Problem requirements → From the data below, set down exactly the lines between the one holding "PR #733, opened 2021-01-21" and the one holding "The second changes", inclusive, and no others.

Supplied material →
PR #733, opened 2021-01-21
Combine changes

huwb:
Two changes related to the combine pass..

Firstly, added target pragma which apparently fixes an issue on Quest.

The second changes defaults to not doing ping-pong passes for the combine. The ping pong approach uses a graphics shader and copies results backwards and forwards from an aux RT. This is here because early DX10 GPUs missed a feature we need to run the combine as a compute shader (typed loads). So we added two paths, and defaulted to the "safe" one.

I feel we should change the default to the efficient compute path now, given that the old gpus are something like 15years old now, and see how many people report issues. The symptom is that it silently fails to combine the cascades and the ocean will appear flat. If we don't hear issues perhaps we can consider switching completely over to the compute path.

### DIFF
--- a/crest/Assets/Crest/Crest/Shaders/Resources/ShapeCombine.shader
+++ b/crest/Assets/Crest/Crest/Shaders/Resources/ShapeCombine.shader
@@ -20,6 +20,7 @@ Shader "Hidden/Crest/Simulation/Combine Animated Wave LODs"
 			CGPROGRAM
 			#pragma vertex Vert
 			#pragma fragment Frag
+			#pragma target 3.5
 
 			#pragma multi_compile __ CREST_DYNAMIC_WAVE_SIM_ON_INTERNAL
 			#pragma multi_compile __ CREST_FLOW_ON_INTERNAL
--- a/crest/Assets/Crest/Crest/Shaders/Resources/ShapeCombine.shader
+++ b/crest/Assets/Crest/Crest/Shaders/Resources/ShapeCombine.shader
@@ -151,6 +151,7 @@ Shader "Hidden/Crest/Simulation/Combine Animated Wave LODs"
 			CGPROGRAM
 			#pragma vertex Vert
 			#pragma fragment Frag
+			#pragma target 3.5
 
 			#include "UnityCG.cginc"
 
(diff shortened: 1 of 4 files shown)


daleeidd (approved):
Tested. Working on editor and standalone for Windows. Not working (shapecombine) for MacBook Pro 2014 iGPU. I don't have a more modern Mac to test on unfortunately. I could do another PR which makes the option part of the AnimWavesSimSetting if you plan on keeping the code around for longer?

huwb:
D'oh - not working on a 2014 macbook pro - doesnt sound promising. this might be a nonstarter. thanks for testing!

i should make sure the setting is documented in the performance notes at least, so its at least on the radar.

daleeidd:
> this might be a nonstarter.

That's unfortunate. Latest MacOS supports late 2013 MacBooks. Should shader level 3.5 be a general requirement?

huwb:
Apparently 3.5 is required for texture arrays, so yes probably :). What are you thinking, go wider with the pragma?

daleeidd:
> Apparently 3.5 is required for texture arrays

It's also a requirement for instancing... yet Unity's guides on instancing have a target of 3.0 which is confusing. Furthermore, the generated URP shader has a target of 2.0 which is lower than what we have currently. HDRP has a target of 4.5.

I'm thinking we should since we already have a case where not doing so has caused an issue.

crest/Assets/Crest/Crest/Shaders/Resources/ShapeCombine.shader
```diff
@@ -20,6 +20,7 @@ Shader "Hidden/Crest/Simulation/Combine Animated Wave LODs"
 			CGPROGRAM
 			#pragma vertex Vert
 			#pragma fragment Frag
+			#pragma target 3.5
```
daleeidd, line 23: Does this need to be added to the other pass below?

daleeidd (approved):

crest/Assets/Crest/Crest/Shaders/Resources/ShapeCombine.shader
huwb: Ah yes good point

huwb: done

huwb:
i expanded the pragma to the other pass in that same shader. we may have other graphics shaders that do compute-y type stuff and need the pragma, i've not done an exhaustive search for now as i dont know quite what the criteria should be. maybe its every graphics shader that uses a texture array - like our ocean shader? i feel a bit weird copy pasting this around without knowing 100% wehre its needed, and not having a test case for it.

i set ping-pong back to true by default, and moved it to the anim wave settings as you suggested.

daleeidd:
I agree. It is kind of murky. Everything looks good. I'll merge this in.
---
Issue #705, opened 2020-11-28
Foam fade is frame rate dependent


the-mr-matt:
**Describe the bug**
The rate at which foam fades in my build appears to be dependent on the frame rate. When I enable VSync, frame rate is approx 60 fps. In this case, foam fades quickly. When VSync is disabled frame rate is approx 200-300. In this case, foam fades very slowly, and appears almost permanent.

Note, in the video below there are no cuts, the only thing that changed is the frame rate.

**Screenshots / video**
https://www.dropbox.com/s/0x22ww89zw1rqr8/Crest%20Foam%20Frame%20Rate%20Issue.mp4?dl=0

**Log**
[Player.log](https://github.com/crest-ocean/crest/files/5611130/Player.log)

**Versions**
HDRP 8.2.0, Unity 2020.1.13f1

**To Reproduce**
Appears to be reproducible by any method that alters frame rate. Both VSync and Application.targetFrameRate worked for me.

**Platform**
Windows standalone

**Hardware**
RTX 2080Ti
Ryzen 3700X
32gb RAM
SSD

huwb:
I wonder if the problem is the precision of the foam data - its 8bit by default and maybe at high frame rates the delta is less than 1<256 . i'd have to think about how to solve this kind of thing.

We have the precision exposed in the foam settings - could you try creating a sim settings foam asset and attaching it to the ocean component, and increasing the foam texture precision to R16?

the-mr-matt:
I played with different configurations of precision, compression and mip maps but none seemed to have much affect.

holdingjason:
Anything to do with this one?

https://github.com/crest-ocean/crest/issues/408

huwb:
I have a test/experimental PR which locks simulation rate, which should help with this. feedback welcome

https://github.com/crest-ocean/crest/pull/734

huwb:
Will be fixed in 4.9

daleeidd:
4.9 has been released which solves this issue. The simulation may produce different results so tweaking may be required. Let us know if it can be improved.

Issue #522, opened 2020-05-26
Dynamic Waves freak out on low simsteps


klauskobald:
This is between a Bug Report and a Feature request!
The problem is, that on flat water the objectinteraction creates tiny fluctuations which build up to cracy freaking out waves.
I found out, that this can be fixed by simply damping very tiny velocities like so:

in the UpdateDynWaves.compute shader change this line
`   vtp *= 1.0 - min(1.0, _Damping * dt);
...
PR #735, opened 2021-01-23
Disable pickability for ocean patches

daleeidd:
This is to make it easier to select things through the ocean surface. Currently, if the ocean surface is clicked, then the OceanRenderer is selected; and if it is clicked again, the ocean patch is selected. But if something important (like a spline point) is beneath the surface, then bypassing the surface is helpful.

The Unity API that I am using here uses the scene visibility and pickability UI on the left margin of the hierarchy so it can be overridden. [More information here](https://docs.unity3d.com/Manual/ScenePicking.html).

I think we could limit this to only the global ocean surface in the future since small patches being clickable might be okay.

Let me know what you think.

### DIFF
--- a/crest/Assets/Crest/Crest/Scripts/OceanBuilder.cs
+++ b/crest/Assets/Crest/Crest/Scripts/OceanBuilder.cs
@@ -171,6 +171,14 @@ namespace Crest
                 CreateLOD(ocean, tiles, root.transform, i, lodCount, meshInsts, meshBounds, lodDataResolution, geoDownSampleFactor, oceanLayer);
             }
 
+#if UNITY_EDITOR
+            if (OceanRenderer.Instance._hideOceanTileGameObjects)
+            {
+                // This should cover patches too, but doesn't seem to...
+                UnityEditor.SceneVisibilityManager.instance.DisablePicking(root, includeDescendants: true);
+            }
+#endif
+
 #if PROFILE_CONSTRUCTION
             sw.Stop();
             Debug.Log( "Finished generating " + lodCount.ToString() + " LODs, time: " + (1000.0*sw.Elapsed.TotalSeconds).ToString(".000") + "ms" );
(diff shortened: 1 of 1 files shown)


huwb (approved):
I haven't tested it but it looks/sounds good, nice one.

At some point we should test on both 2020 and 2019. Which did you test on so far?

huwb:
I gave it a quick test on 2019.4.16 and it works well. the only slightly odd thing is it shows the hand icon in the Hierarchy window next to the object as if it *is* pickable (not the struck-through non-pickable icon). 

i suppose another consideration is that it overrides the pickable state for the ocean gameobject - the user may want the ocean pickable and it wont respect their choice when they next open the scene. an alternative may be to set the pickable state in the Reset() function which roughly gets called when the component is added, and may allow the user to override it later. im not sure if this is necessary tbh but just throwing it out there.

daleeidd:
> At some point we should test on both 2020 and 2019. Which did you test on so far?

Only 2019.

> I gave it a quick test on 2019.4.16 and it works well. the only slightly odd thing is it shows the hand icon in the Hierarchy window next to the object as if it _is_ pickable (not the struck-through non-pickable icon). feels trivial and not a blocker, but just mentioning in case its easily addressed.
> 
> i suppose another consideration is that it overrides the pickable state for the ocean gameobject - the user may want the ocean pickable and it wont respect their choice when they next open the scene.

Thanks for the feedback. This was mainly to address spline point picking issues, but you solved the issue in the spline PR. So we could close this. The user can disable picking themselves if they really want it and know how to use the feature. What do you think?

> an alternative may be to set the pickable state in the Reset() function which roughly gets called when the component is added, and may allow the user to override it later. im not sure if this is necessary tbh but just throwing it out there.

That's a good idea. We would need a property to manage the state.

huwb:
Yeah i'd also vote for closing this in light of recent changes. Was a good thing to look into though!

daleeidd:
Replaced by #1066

Expected answer →
PR #733, opened 2021-01-21
Combine changes

huwb:
Two changes related to the combine pass..

Firstly, added target pragma which apparently fixes an issue on Quest.

The second changes defaults to not doing ping-pong passes for the combine. The ping pong approach uses a graphics shader and copies results backwards and forwards from an aux RT. This is here because early DX10 GPUs missed a feature we need to run the combine as a compute shader (typed loads). So we added two paths, and defaulted to the "safe" one.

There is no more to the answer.